Aún así, no nos podemos quejar porque es un sol de bebé. Es tranquilo, risueño, simpático... Me alegra el corazón cuando llego a casa del trabajo y dá un saltito de contento. Luego, la tarde me la paso haciéndole monerías y me llena de felicidad cuando escucho su risa contagiosa. Cuando tengo cosas que hacer, no le importa estar en la hamaquita un buen rato. Lo que no quiere bajo ningún concepto es que le dejen solo. Le gusta ver y oir jaleo a su alrededor, y me sigue con la mirada mientras cocino, o mientras me estoy arreglando en el baño, como si no quisiera perderse nada. Le encanta que le canten y que le hagan los cinco lobitos, y ya quiere alcanzarlo todo, tanto que a veces mueve el bracito arriba y abajo como un guardia de tráfico y nos partimos de risa. La tele le fascina, y si está encendida, no hace caso a nada más, así que procuro ponerle de espaldas para que no la vea... Aunque últimamente esto tampoco funciona.
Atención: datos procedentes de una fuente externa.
PR #351, opened 2021-09-20
add Nature40 time metadata

2younis:


services/src/datasets/external/nature40.rs
```diff
@@ -129,34 +131,54 @@ impl DatasetProvider for Nature40DataProvider {
...
-                        );
+                let mut time_indexes = 1;
+                let mut time_layer = false;
+
+                if !time_positions.is_empty() {
+                    time_indexes = time_positions.len();
+                    time_layer = true;
+                }
+
+                for time_index in 0..time_indexes {
```
michaelmattig, line 144: - different time positions should not be separate datasets
  - we want to use one dataset which changes over time, i.e. querying the dataset with a different time should yield a different result

services/src/datasets/external/nature40.rs
```diff
@@ -254,6 +276,31 @@ impl Nature40DataProvider {
         }
     }
 
+    async fn get_time_positions(
```
michaelmattig, line 279: - don't read the wcs description file twice but parse labels and positions simulatenously

services/src/datasets/external/nature40.rs
```diff
@@ -332,8 +416,17 @@ impl MetaDataProvider<GdalLoadingInfo, RasterResultDescriptor, RasterQueryRectan
...
+
+        if let Some(time_index) = time_index_option {
+            let time_position = &time_positions[time_index];
+            let date_time = NaiveDateTime::parse_from_str(time_position, "%Y-%m-%dT%H:%M")?;
+            time = Some(TimeInterval::new_instant(TimeInstance::from(date_time))?);
+        }
+
         Ok(Box::new(GdalMetaDataStatic {
-            time: None,
+            time,
```
michaelmattig, line 429: - MetaDataProvider shouldn't return a *static* dataset
  - it should be a new type of GdalMetaData that stores the individual time positions
  - in the `loading_info` method it should use the `time_interval` of the `query` parameter to produce the correct loading info
    - imho this should mean gathering all time positions of the WCS dataset that are contained in the query `time_interval` and returning them as `GdalLoadingInfo`
	- the time position has to be injected into the WCS query in the `file_path` of the loading info
  - there are different ways to implement such a provider
    - a) like `GdalMetaDataStatic`, but instead of having a single config of the `GdalDatasetParameters` we would have a separate config for each time step
	- b) like `GdalMetaRegular`, but instead of specifying the time step between to rasters we would specify the valid time positions as an array

michaelmattig (changes requested):
- please check your code with `cargo clippy --all-features --all-targets` for code lints
- please use rustfmt to format your code
  - either with `cargo fmt` or better: use fomat on save in your IDE
- I enabled the CI for your PR so you can see if everything works

services/src/datasets/external/nature40.rs
2younis: DatasetProvider for Nature40 restored to original.

services/src/datasets/external/nature40.rs
2younis: A new GdalMetaData type for fixed time positions has been created.

services/src/datasets/external/nature40.rs
```diff
@@ -284,6 +289,31 @@ impl Nature40DataProvider {
         }
         Ok(txt)
     }
+
+    fn parse_time_positions(dataset: &gdal::Dataset) -> Result<Vec<String>> {
+        let mut reader = Reader::from_file(&dataset.description()?)?;
```
michaelmattig, line 294: can you please try to avoid reading the dataset description file twice? You should be able to load it once and use it for getting the labels *and* the time steps

michaelmattig (changes requested):

operators/src/source/gdal_source.rs
```diff
@@ -370,6 +370,84 @@ impl MetaData<GdalLoadingInfo, RasterResultDescriptor, RasterQueryRectangle>
...
+    pub params: GdalDatasetParameters,
+    pub result_descriptor: RasterResultDescriptor,
+}
+
+#[async_trait]
+impl MetaData<GdalLoadingInfo, RasterResultDescriptor, RasterQueryRectangle>
+    for GdalMetadataFixedTimes
+{
+    async fn loading_info(&self, query: RasterQueryRectangle) -> Result<GdalLoadingInfo> {
+        let valid_duration = TimeInterval::new(
```
michaelmattig, line 388: you assume that the time intervals are sorted. We have to ensure that they are. Ideally we would check this on creation of the struct (in code or while deserializing). But maybe check it here for now and add a todo to check it earlier and only once

operators/src/source/gdal_source.rs
```diff
@@ -370,6 +370,84 @@ impl MetaData<GdalLoadingInfo, RasterResultDescriptor, RasterQueryRectangle>
     }
 }
 
+#[derive(PartialEq, Serialize, Deserialize, Debug, Clone)]
+#[serde(rename_all = "camelCase")]
+pub struct GdalMetadataFixedTimes {
+    pub time_steps: Vec<TimeInterval>,
+    pub minimum_step: TimeStep,
```
michaelmattig, line 377: what do you need the minimum step for?

operators/src/source/gdal_source.rs
```diff
@@ -370,6 +370,84 @@ impl MetaData<GdalLoadingInfo, RasterResultDescriptor, RasterQueryRectangle>
...
+            self.time_steps[0].start(),
+            self.time_steps[self.time_steps.len() - 1].start(),
+        )?;
+
+        let parts = match valid_duration.intersect(&query.time_interval) {
+            Some(time_interval) => {
+                let mut loading_info_parts: Vec<GdalLoadingInfoPart> = Vec::new();
+
+                for (index, time_position) in self.time_steps.iter().enumerate() {
+                    if time_interval.contains(time_position) {
```
michaelmattig, line 398: I think it should be `intersects` here. Please add a test case where an element of `time_steps` overlaps the query time interval, e.g. starting before the `query.time_interval.start` and ending after the start.

operators/src/source/gdal_source.rs
```diff
@@ -370,6 +370,84 @@ impl MetaData<GdalLoadingInfo, RasterResultDescriptor, RasterQueryRectangle>
...
+        let valid_duration = TimeInterval::new(
+            self.time_steps[0].start(),
+            self.time_steps[self.time_steps.len() - 1].start(),
+        )?;
+
+        let parts = match valid_duration.intersect(&query.time_interval) {
+            Some(time_interval) => {
+                let mut loading_info_parts: Vec<GdalLoadingInfoPart> = Vec::new();
+
+                for (index, time_position) in self.time_steps.iter().enumerate() {
```
michaelmattig, line 397: the `time_position` is now an interval, so maybe call it `loading_info_validity`? Maybe you have a better idea for a name

operators/src/source/gdal_source.rs
```diff
@@ -370,6 +370,84 @@ impl MetaData<GdalLoadingInfo, RasterResultDescriptor, RasterQueryRectangle>
...
+                        loading_info_parts.push(
+                            self.params
+                                .replace_time_placeholders(&self.time_placeholders, *time_position)
+                                .map(|loading_info_part_params| GdalLoadingInfoPart {
+                                    time: *time_position,
+                                    params: loading_info_part_params,
+                                })?,
+                        );
+
+                        if index < self.time_steps.len() - 1
```
michaelmattig, line 408: There can also be gaps before the first element in `time_steps` and after the last one. Basically the whole `query.time_interval` has to be covered by the sum off all the `parts`.

operators/src/source/gdal_source.rs
```diff
@@ -370,6 +370,84 @@ impl MetaData<GdalLoadingInfo, RasterResultDescriptor, RasterQueryRectangle>
...
+                            );
+                        }
+                    }
+                }
+
+                loading_info_parts
+            }
+            .into_iter(),
+
+            None => vec![].into_iter(),
```
michaelmattig, line 432: the result shouldn't be empty. It should be one single loading info that's valid for the entire `query.time_interval` and should produce nodata tiles. Just use the `replace_time_placeholders` with the `query.time_interval` here. When the gdal source tries to load the data it will find nothing and produce no data.

operators/src/source/gdal_source.rs
```diff
@@ -1302,6 +1380,99 @@ mod tests {
...
+                    time_interval: TimeInterval::new_unchecked(4, 12),
+                    spatial_resolution: SpatialResolution::one(),
+                })
+                .await
+                .unwrap()
+                .info
+                .map(|p| p.unwrap().params.file_path.to_str().unwrap().to_owned())
+                .collect::<Vec<_>>(),
+            &[
+                "/foo/bar_step_005000000.tiff",
```
michaelmattig, line 1451: Why are the gaps not filled here?

services/src/datasets/external/nature40.rs
```diff
@@ -332,17 +351,56 @@ impl MetaDataProvider<GdalLoadingInfo, RasterResultDescriptor, RasterQueryRectan
...
+                .map(TimeInstance::from)
+                .map(|time_istance| TimeInterval::new_instant(time_istance).unwrap())
+                .collect::<Vec<_>>();
+
+            Ok(Box::new(GdalMetadataFixedTimes {
+                time_steps,
+                params,
+                result_descriptor,
+                time_placeholders: hashmap! {
+                    "%TIME%".to_string() => GdalSourceTimePlaceholder {
```
michaelmattig, line 393: you have to actually use the `%TIME%` placeholder somewhere. I guess in the `time` parameter of the WCS url in the `GetCoverage` request

michaelmattig (changes requested):
Please have look at my comments and also merge the master into your branches, because 

> This branch is 14 commits ahead, 100 commits behind geo-engine:master.

operators/src/source/gdal_source.rs
2younis: I couldn't come up with a better name for now, perhaps we can change it later.

operators/src/source/gdal_source.rs
```diff
@@ -372,6 +374,155 @@ impl MetaData<GdalLoadingInfo, RasterResultDescriptor, RasterQueryRectangle>
...
+#[serde(rename_all = "camelCase")]
+pub struct GdalMetadataFixedTimes {
+    pub time_steps: Vec<TimeInterval>,
+    pub params: GdalDatasetParameters,
+    pub result_descriptor: RasterResultDescriptor,
+    pub time_placeholders: HashMap<String, GdalSourceTimePlaceholder>,
+}
+
+impl GdalMetadataFixedTimes {
+    #[allow(dead_code)]
```
michaelmattig, line 387: remove

operators/src/source/gdal_source.rs
```diff
@@ -372,6 +374,155 @@ impl MetaData<GdalLoadingInfo, RasterResultDescriptor, RasterQueryRectangle>
...
+impl MetaData<GdalLoadingInfo, RasterResultDescriptor, RasterQueryRectangle>
+    for GdalMetadataFixedTimes
+{
+    async fn loading_info(&self, query: RasterQueryRectangle) -> Result<GdalLoadingInfo> {
+        let minimum_step = TimeStep {
+            granularity: TimeGranularity::Millis,
+            step: 1,
+        };
+
+        let sorted_time_steps = if self
```
michaelmattig, line 416: you already sort them in the `new` method why sort again?

operators/src/source/gdal_source.rs
```diff
@@ -372,6 +374,155 @@ impl MetaData<GdalLoadingInfo, RasterResultDescriptor, RasterQueryRectangle>
...
+        };
+
+        let mut time_steps_no_gaps = sorted_time_steps.clone();
+
+        for (index, time) in sorted_time_steps.iter().enumerate() {
+            if index < sorted_time_steps.len() - 1 {
+                if time.is_instant() {
+                    time_steps_no_gaps.push(TimeInterval::new(
+                        (time.end() + minimum_step)?,
+                        sorted_time_steps[index + 1].start(),
```
michaelmattig, line 435: could this be out of bounds?

operators/src/source/gdal_source.rs
```diff
@@ -372,6 +374,155 @@ impl MetaData<GdalLoadingInfo, RasterResultDescriptor, RasterQueryRectangle>
...
+            .all(|w| w[0].end() <= w[1].start())
+        {
+            self.time_steps.clone()
+        } else {
+            let mut sorted_time_steps = self.time_steps.clone();
+            sorted_time_steps.sort_by(|a, b| a.end().partial_cmp(&b.start()).unwrap());
+            sorted_time_steps
+        };
+
+        let mut time_steps_no_gaps = sorted_time_steps.clone();
```
michaelmattig, line 428: you should fill the gaps in the `new` method instead of every time `loading_info` is called.

also: how do you distinguish between gaps and data? In a gap, we should directly create NO-DATA-tiles instead of requesting the server with the a time where we know there is no data.

operators/src/source/gdal_source.rs
```diff
@@ -372,6 +374,155 @@ impl MetaData<GdalLoadingInfo, RasterResultDescriptor, RasterQueryRectangle>
...
+                } else {
+                    time_steps_no_gaps.push(TimeInterval::new(
+                        time.end(),
+                        sorted_time_steps[index + 1].start(),
+                    )?);
+                }
+            }
+        }
+
+        time_steps_no_gaps.sort_by(|a, b| a.start().partial_cmp(&b.start()).unwrap());
```
michaelmattig, line 446: is it cheaper to add the gaps to the end of the vec and then sort, or to insert them in the right place right away?

operators/src/source/gdal_source.rs
```diff
@@ -372,6 +374,155 @@ impl MetaData<GdalLoadingInfo, RasterResultDescriptor, RasterQueryRectangle>
...
+                                params: loading_info_part_params,
+                            })?,
+                    );
+                }
+
+                loading_info_parts
+            }
+            .into_iter(),
+
+            None => vec![self
```
michaelmattig, line 500: if there is no intersection, the source should just create no-data tiles instead of trying to load data.

operators/src/source/gdal_source.rs
```diff
@@ -372,6 +374,155 @@ impl MetaData<GdalLoadingInfo, RasterResultDescriptor, RasterQueryRectangle>
...
+                        self.params
+                            .replace_time_placeholders(&self.time_placeholders, gap)
+                            .map(|loading_info_part_params| GdalLoadingInfoPart {
+                                time: gap,
+                                params: loading_info_part_params,
+                            })?,
+                    );
+                }
+                for time_position in &time_steps_no_gaps {
+                    if let Some(step_interval) = time_interval.intersect(time_position) {
```
michaelmattig, line 471: do you really have to check for intersction every time?

michaelmattig (changes requested):
I think we are still missing a crucial piece here. In the gaps between valid TimeIntervals, the GdalSource should produce no data tiles without trying to load data. My suggestions would be to make the produced `GdalLoadingInfoParts` contiguous (no gaps), but indicate whether there actually is data or not (basically making the `GdalDatasetParameters` an Option) and adjust the `tile_stream` method accordingly so that it can either produce no-data directly, or load it using Gdal. It would be great if you could take a shot at that and present it in one of the next dev-meetings. I am sure Johannes will have input on that.

Other than that also have a look at my other comments.

operators/src/source/gdal_source.rs
2younis: I couldn't figure out how to fix the warning so I changed it to `#[allow(unused)]`

operators/src/source/gdal_source.rs
2younis: Fixed, moved all relevant code to the `new` method

operators/src/source/gdal_source.rs
2younis: I think the if condition `if index < sorted_time_steps.len() - 1` should prevent this

operators/src/source/gdal_source.rs
2younis: I added a new field in `GdalMetadataFixedTimes` to store the time steps with no gaps and made all fields private, so now everything can be done in the `new` method.

operators/src/source/gdal_source.rs
2younis: This is to create the intersect `TimeInterval`, which is then compared with the original `time_steps` to check if it should create valid or no-data tile.

datatypes/src/primitives/time_interval.rs
```diff
@@ -212,6 +215,8 @@ impl TimeInterval {
         other == self
             || value_in_range(self.start, other.start, other.end)
             || value_in_range(other.start, self.start, self.end)
+            || { value_in_range_inclusive(self.start, other.start, other.end) && self.is_instant() }
```
michaelmattig, line 218: - why do you use curly braces? please use regular braces here
- I don't think it's correct to use `inclusive here`. The end of a time interval is exclusive
- can you please add tests that would have failed before your change and do work now

operators/src/source/gdal_source/loading_info.rs
```diff
@@ -54,6 +53,134 @@ impl MetaData<GdalLoadingInfo, RasterResultDescriptor, RasterQueryRectangle>
         Box::new(self.clone())
     }
 }
+#[derive(PartialEq, Serialize, Deserialize, Debug, Clone)]
+#[serde(rename_all = "camelCase")]
+pub struct GdalMetadataFixedTimes {
+    time_steps: Vec<TimeInterval>,
+    time_steps_no_gaps: Vec<TimeInterval>,
```
michaelmattig, line 60: why do you store both, time steps with and without gaps? Especially since you derive Deserialize it's inconvenient having to specify the time steps twice e.g. in a JSON file. I think it would be better to just have a time_steps field and require the timesteps to have no gaps and be sorted. Add a todo to check this during serialization

operators/src/source/gdal_source/loading_info.rs
```diff
@@ -54,6 +53,134 @@ impl MetaData<GdalLoadingInfo, RasterResultDescriptor, RasterQueryRectangle>
...
+    }
+}
+
+#[async_trait]
+impl MetaData<GdalLoadingInfo, RasterResultDescriptor, RasterQueryRectangle>
+    for GdalMetadataFixedTimes
+{
+    async fn loading_info(&self, query: RasterQueryRectangle) -> Result<GdalLoadingInfo> {
+        let valid_duration = TimeInterval::new(
+            self.time_steps_no_gaps[0].start(),
```
michaelmattig, line 130: this panics if the time_steps_no_gaps is empty. Please return an error instead.

operators/src/source/gdal_source/loading_info.rs
```diff
@@ -54,6 +53,134 @@ impl MetaData<GdalLoadingInfo, RasterResultDescriptor, RasterQueryRectangle>
...
+        })
+    }
+
+    fn create_temporal_slice(
+        &self,
+        step_interval: TimeInterval,
+        empty: bool,
+    ) -> Result<GdalLoadingInfoTemporalSlice> {
+        self.params
+            .replace_time_placeholders(&self.time_placeholders, step_interval)
```
michaelmattig, line 107: you only have to replace the timeholders if empty is false, so please check for that first and replace afterwards

datatypes/src/primitives/time_interval.rs
2younis: The inclusive check is only for `TimeInstance`, since `value_in_range` returns `false` when the other `TimeInstance` is at the end of the `TimeInterval`.

operators/src/source/gdal_source.rs
2younis: This method is only used externally for instantiating the struct and not used within `loading_info.rs`, thus it is unused.

operators/src/source/gdal_source/loading_info.rs
```diff
@@ -54,6 +53,129 @@ impl MetaData<GdalLoadingInfo, RasterResultDescriptor, RasterQueryRectangle>
...
+    }
+}
+
+#[async_trait]
+impl MetaData<GdalLoadingInfo, RasterResultDescriptor, RasterQueryRectangle>
+    for GdalMetadataFixedTimes
+{
+    async fn loading_info(&self, query: RasterQueryRectangle) -> Result<GdalLoadingInfo> {
+        if self.time_steps.is_empty() {
+            return Err(Error::EmptyTimeSteps);
```
michaelmattig, line 111: return an empty time slice here instead

operators/src/source/gdal_source/loading_info.rs
```diff
@@ -54,6 +53,129 @@ impl MetaData<GdalLoadingInfo, RasterResultDescriptor, RasterQueryRectangle>
...
+                            loading_info_parts
+                                .push(self.create_temporal_slice(gap_step_interval, true)?);
+                        }
+                    };
+
+                    if time_position.start() > time_interval.end() {
+                        break;
+                    }
+
+                    if let Some(step_interval) = time_interval.intersect_inclusive(time_position) {
```
michaelmattig, line 147: why does it have to be `inclusive` here? If it is really necessary, then please move this method into `impl GdalMetadataFixedTimes` we don't want this used anywhere else in the code because it violates our time semantics

2younis: It is necessary to have `inclusive` here to include the last `time_step` when it is a `TimeInstance` and at the end of the `time_interval`. For example if the `time_interval` is [10, 20) and the last `time_step` within `time_interval` is [20, 20), then it is necessary to  have `inclusive` to include the last `time_step`.

michaelmattig: the `end` of a time interval doesn't belong to it. So the instance [20, 20) in your example shouldn't be included right?. It's like if I am querying January as [1.1.2000, 1.2.2000) I wouldn't want an Instant on the first of February returned.

2younis: Okay, I will change it back to `intersect` without `inclusive`. I was under the assumption that all TimeInstances in the query interval have to be returned.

jueves, 20 de noviembre de 2008

Primera Papilla: Manuel 1-Mamá 0

El post que publico a continuación lo escribí el martes pero no he podido colgarlo hasta ahora porque no teníamos internet estos días. Las obras de la fachada de mi edificio impide que podamos coger la señal wifi cortesía de nuestros vecinos y amigos, Rut y Sergio (de quienes hablaré en otro post que tengo en la cabeza)

Martes, 18 de noviembre:

Hoy le he dado a Manuel su primera papilla. Bueno, en realidad lo he intentado, porque se ha tomado aproximadamente tres cucharadas y media. El resto se ha quedado en el babero, en su cara y, claro está, en su nuevo y flamante recipiente con dibujos de muñequitos. Según el papelito que me dio la pediatra, la papilla de frutas se incorpora a los cinco meses y medio, y se empieza por el zumo de una naranja y medio plátano, para después ir incorporando otras frutas a razón de una por semana (primero la manzana, después la pera… etc). Pues bien, la primera papilla no le ha gustado nada y después de media hora de infructuosos intentos con la cuchara le he preparado un biberón que se ha zampado en tres minutos. Mañana probaremos de nuevo.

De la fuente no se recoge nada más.